Obama Doesn’t Get It

by Victor Davis Hanson

National Review Online

President Obama came close, but he still just cannot admit that his radical policies and their effects on the economy are the cause of his devastating political rebuke. For most of his press conference, an oddly depressed Obama voted present, as he all but said that the problems are mostly ours, not his — or at least not his agenda but perhaps an occasional inadequate communication.

In clingers fashion, he once more is talking down to us, explaining that we confused his necessary solutions with a bogeyman increase in big government, and so typically, in fright and ignorance, lashed out at his party. He is claiming the outrage grew from the same frustration that elected him, rather than arising precisely because of him and his agenda. In short, we are angry because his EU-socialist agenda is progressing too slowly and hasn’t delivered as promised — as it will in time. Perhaps then we will thank him for his proper big-government, big-spending solution.
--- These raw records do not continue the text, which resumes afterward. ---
PR #431, opened 2025-08-07
Example of user commands (simulation checkpointing)

Ragzouken:


hjstroud (approved):
This is fantastic! Really nice clean notebook, great to have a video demonstrating the functionality too! Nice one, approved 🙂

PR #72, opened 2022-01-06
Add more η-reduction examples

L-as:


examples/Main.hs
```diff
@@ -188,24 +188,33 @@ plutarchTests =
...
-        printTerm (plet (phoistAcyclic $ plam $ \(x :: Term _ PInteger) -> x + x) $ \x -> x) @?= "(program 1.0.0 (\\i0 -> addInteger i1 i1))"
+    , testGroup
+        "η-reduction optimisations"
+        [ testCase "λx y. addInteger x y => addInteger" $
+            printTerm (plam $ \x y -> (x :: Term _ PInteger) + y) @?= "(program 1.0.0 addInteger)"
+        , testCase "λx y. hoist (force mkCons) x y => force mkCons" $
+            printTerm (plam $ \x y -> (pforce $ punsafeBuiltin PLC.MkCons) # x # y) @?= "(program 1.0.0 (force mkCons))"
+        , testCase "λx y. hoist mkCons x y => mkCons x y" $
+            printTerm (plam $ \x y -> (punsafeBuiltin PLC.MkCons) # x # y) @?= "(program 1.0.0 (\\i0 -> \\i0 -> mkCons i2 i1))"
+        , testCase "λx y. hoist (λx y. x + y - y - x) x y => λx y. x + y - y - x" $
```
srid, line 199: @L-as I understand the eta reduction in line 196 (the wrapping lambda is redundant). But why is the same not the case for line 198?

L-as: Because it changes the semantics slightly but importantly. Eta-reducing it to `λx y. hoist mkCons x y` to `mkCons` would cause different behavior when you pass an argument to it, since it would cause an error (it needs a force). If you don't η-reduce it, it would not err.

PR #76, opened 2022-01-07
Some scattered general cleanup

TotallyNotChase:
* Hoist the `ChooseList` and `MkCons` synonyms
* Export `pforgetData` - useful to get a `PData` out of a `PAsData a` for whatever `a`. This should be a safe operation regardless.
* Make `pnull` a `PListLike` class method so the builtin list instance can bind it to `pnullBuiltin`
* Remove redundant delay/force in `pelimList` - should be handled by underlying `pmatch` AFAIK
* General formatting cleanup + hoist a bunch of list utilities
* Make `IsDefaultUni` a type alias and export it - it'll be more convenient for users to write than `PLC.KnownType...` etc.
* Make `pelimList` take haskell level function arguments. `pelimList` itself is now also a haskell level function entirely.

### DIFF
--- a/Plutarch/List.hs
+++ b/Plutarch/List.hs
@@ -62,7 +62,7 @@ class PListLike (list :: (k -> Type) -> k -> Type) where
   type PElemConstraint list :: (k -> Type) -> Constraint
 
   -- | Canonical eliminator for list-likes.
-  pelimList :: PElemConstraint list a => Term s (a :--> list a :--> r) -> Term s (PDelayed r) -> Term s (list a :--> r)
+  pelimList :: PElemConstraint list a => Term s (a :--> list a :--> r) -> Term s r -> Term s (list a :--> r)
 
   -- | Cons an element onto an existing list.
   pcons :: PElemConstraint list a => Term s (a :--> list a :--> list a)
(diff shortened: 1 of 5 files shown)


Plutarch/List.hs
```diff
@@ -87,27 +90,27 @@ instance PListLike PList where
...
   pnil = pcon PSNil
 
 type PIsListLike list a = (PListLike list, PElemConstraint list a)
 
 -- | / O(n) /. Convert from any ListLike to any ListLike, provided both lists' element constraints are met.
 pconvertLists :: forall f g a s. (PElemConstraint f a, PElemConstraint g a, PListLike f, PListLike g) => Term s (f a :--> g a)
-pconvertLists =
+pconvertLists = phoistAcyclic $
   pfix #$ plam $ \self ->
     pelimList
```
TotallyNotChase, line 103: curious question: is `pelimList` sufficiently efficient to be using it in most list utilities?

Plutarch/List.hs
```diff
@@ -261,12 +260,12 @@ pzip ::
   , PElemConstraint list (PPair a b)
   ) =>
   Term s (list a :--> list b :--> list (PPair a b))
-pzip = pzipWith' $ \x y -> pcon (PPair x y)
+pzip = phoistAcyclic $ pzipWith' $ \x y -> pcon (PPair x y)
```
TotallyNotChase, line 263: curious question: would using `pzipWith #$ plam $ \x y -> pcon (PPair x y)`  be more efficient here or would it not matter?

Plutarch/List.hs
L-as: Good question. I haven't looked at it too much.

L-as: Actually, can you change it to be a zero-cost wrapper? Right now it does a bunch of unnecessary stuff. This will be a breaking change, but :shrug: it's only been a day. It should preferably incur no overhead compared to doing `pmatch`.

Plutarch/List.hs
L-as: `pzipWith'` is more efficient, since we only use the terms once. In general I feel like HOFs should be Haskell-level.

Plutarch/List.hs
TotallyNotChase: Do you mean something like (on the `PList` instance, for example)-
```hs
pelimList :: PElemConstraint list a => Term s (a :--> list a :--> r) -> Term s r -> Term s (list a) -> Term s r
pelimList match_cons match_nil ls = pmatch ls $ \case
    PSCons x xs -> match_cons # x # xs
    PSNil -> match_nil
```

I think we would ideally want to preserve the ability to take in a `match_cons` and `match_nil` separately - but I wonder whether or not they should be Haskell level functions.

TotallyNotChase: From looking at the usages of `pelimList` around the codebase - my intuition is that a haskell level `match_cons` would probably be better. But I might be wrong.

TotallyNotChase: I want to experiment with this a bit alongside a few other changed on the `pelimList-test` branch - I'll use the minswap rewrite to benchmark them.

I'll let you know when I'm happy with the results so you can look into merging this.

L-as: In general Haskell-level functions are probably better now due to the η-reduction optimisations. We still don't have any good inlining, so `(plam $ \x y -> x y) # x # y` does not reduce to `x y` unfortunately.

L-as: Yeah, we should have an issue for that.

L-as (approved):
LGTM

PR #77, opened 2022-01-07
#47

L-as:
#47


L-as:
I ended up not enabling the shrinker tests because they increased the time it took to run the tests by 1633 times.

He seems bewildered (for the first time?) that his popularity as a campaign rhetorician did not last when he became responsible for actual governance. For most of the press conference, a humbled but deer-in-the-headlights Obama half-heartedly argued that the populist outrage against his own massive debt, huge wasteful government, and elitism was really outrage against the economy he inherited, an outrage that he shares. We don’t know it, the president hints, but we are still angry at the Bush years, and yesterday mistakenly took our wrath out on Obama’s methodical, albeit too slow, efforts at recovery. In short, there was little admission whatsoever that Obama’s message and the way he pushed it turned off millions — there was no repentant Clinton, circa autumn 1994, here; instead, a shocked Obama who seems hurt that we do not appreciate him.

I don’t think the American people — who just last week heard their president boast that Republicans had to sit in the back seat, and that Latinos should punish their Republican “enemies,” and who have now given him the greatest midterm putdown in over a half-century — suddenly will pay much attention to his calls for an end to the old divisiveness.

Otherwise, I have two reactions to the election — one about the national scene, the other about my home state, California.

Had not some zealots talked of possible 90-to-100-seat gains, the Democrats would be in greater shock today at the near-historic 60+ House pick-up, along with a stunning near sweep of state legislatures and governorships, as well as gains in the Senate — and all a mere 21 months after the beginning of hope and change. The idea that we are going to copy EU socialism is dead. So is Keynesian massive borrowing. So is the promised second wave of Obamism, such as cap-and-trade and blanket amnesty. Obama’s supporters can brag that erstwhile absolutely safe senior Democratic senators like Boxer and Reid managed to get reelected, but they must understand that Obama’s vision and his method of enacting it simply turned off the vast majority of the country.

Some things also have to change on the conservative side. Congress must not remain hostage to farm-state representatives and senators, for whom the huge agricultural subsidy programs are sacrosanct; a decade ago, we went from “eliminating” those programs via the “Freedom to Farm” Act to calling farm pork a post-9/11 matter of national security. On the budget front, I doubt we will hear much talk, at least in the short term, of massive tax cuts that eventually will result in greater supply-side growth and thus greater revenue. Instead, I assume that any Republican tax-cut attempt will have to be matched in the here and now by a commensurate cut in spending, dollar for dollar — or rather, given the deficits, one dollar in tax cuts, two dollars in spending cuts. I also don’t think we will see representatives bragging of the new pork-barrel community centers they brought home, with their own names plastered on them — at least for a while.

In California, there is some irony: The philosophy that led the state to the highest tax rates in the country, along with the near-worst schools, largest deficits, and most crumbling infrastructure, was reaffirmed. Now California’s state government will have to deal with the reality that if the highest-tax state in the union raises taxes still higher, it will lose even more high earners than the current 3,000 who leave each week. A Republican Congress is not likely to bail out a bankrupt California. More likely, we will see even more of the present ad hoc government-by-euphemism. More “furloughs” instead of pay cuts for unionized public employees, “temporary” larger class sizes in the schools, more “user fees” imposed by executive order in lieu of getting new taxes passed.

The state will continue to descend into a pyramidal society. On top there is the wealthy, leftist coastal elite from Napa to Hollywood, which is seemingly immune from the effects of high taxes and regulation (and wants more green laws, gay marriage, abortion, and therapeutic bromides). The top of the pyramid is in league with a growing underclass in part dependent upon a huge entitlement industry; this coalition thus favors more taxes, entitlements, unionized public employees, open borders, etc. Meanwhile, a squeezed middle-class private sector is slowly being strangled, shutting down, and leaving.

What are we left with? Public money in California running out is, in fact, a solution of sorts.